Foreign policy has always been one of the cornerstones of US politics. Its importance is so incredibly determining that many presidents’ reelection has been decided because of the performance on this matter instead of domestic issues. Understanding this reality is the key to comprehend Donald Trump’s stance against the socialist regime in Venezuela. After all, he might be close to achieving a major victory that would have historic consequences on the Western Hemisphere. All of this just a year before the next presidential election.

Correcting Obama’s foreign policy

Despite what many liberals claimed after Trump defeated Hillary Clinton in 2016, the Republican has shown an incredible efficiency and coherence on foreign policy, despite the terrible mistake he made with the Syrian war. Basically, Trump corrected many of Barack Obama’s errors on this matter, with the end of the infamous Iranian deal as his main trophy. Naturally, the way he’s been dealing with North Korean tyrant Kim Jong-un also represents a significant difference with how Obama let the communist dictator develop his nuclear program in the name of the so-called strategic patience. Nevertheless, Trump’s triumph on this front by denuclearizing the Hermit Kingdom remains to be seen.

Another historic mistake that Trump managed to solve was the Cuban thaw, which was essentially the restoration of relations between the United States and the communist tyranny of Fidel and Raul Castro. This was probably one of the most disgraceful moments during the Obama era, given the fact that this would have been the salvation of an old and decayed dictatorship that was experiencing one of its weakest periods.

In fact, if this deal remained, it would have been a major threat to Latin America considering the way Cuba would have increased its influence all around the region, just as it did with Nicaragua and especially Venezuela.

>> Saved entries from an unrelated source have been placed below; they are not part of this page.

PR #376, opened 2020-11-17
CSR inst fcov

MikeOpenHWGroup:
This will bring CSR instruction fcov to 100%
image


strichmo (approved):
Thanks for getting these closed....looks good!

PR #379, opened 2020-11-17
coverage closure fixes

strichmo:
address riscv-dv randomization issue with negative numbers and c.lui
add vrefines for unused rounding add and mult values
add corev-dv interrupt tests to hit c.lw and c.sw more often


MikeOpenHWGroup (approved):
Looks good Steve.   ci_check passes with both xrun and dsim.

Venezuela regime change, Trump win in Florida

In addition to China, this last nation has become the cornerstone of Trump’s foreign policy over the last few months.

He and several members of his administration such as Mike Pompeo or John Bolton have been quite vocal not only about the intention of regime change but also about the possibility of military intervention. Undoubtedly, all of this would be extremely beneficial for a once-prosperous country that is already suffering the reality of the worst kind of war through the alarming shortage of food and medicines, the highest crime rate in Latin America, and the worst migrant crisis in the history of the Western Hemisphere.

Recently, Bolton said that restoring democracy in Venezuela through regime change will mean the end of the leftist dictatorships in Nicaragua and Cuba, considering the way that the oil-rich nation supports these countries.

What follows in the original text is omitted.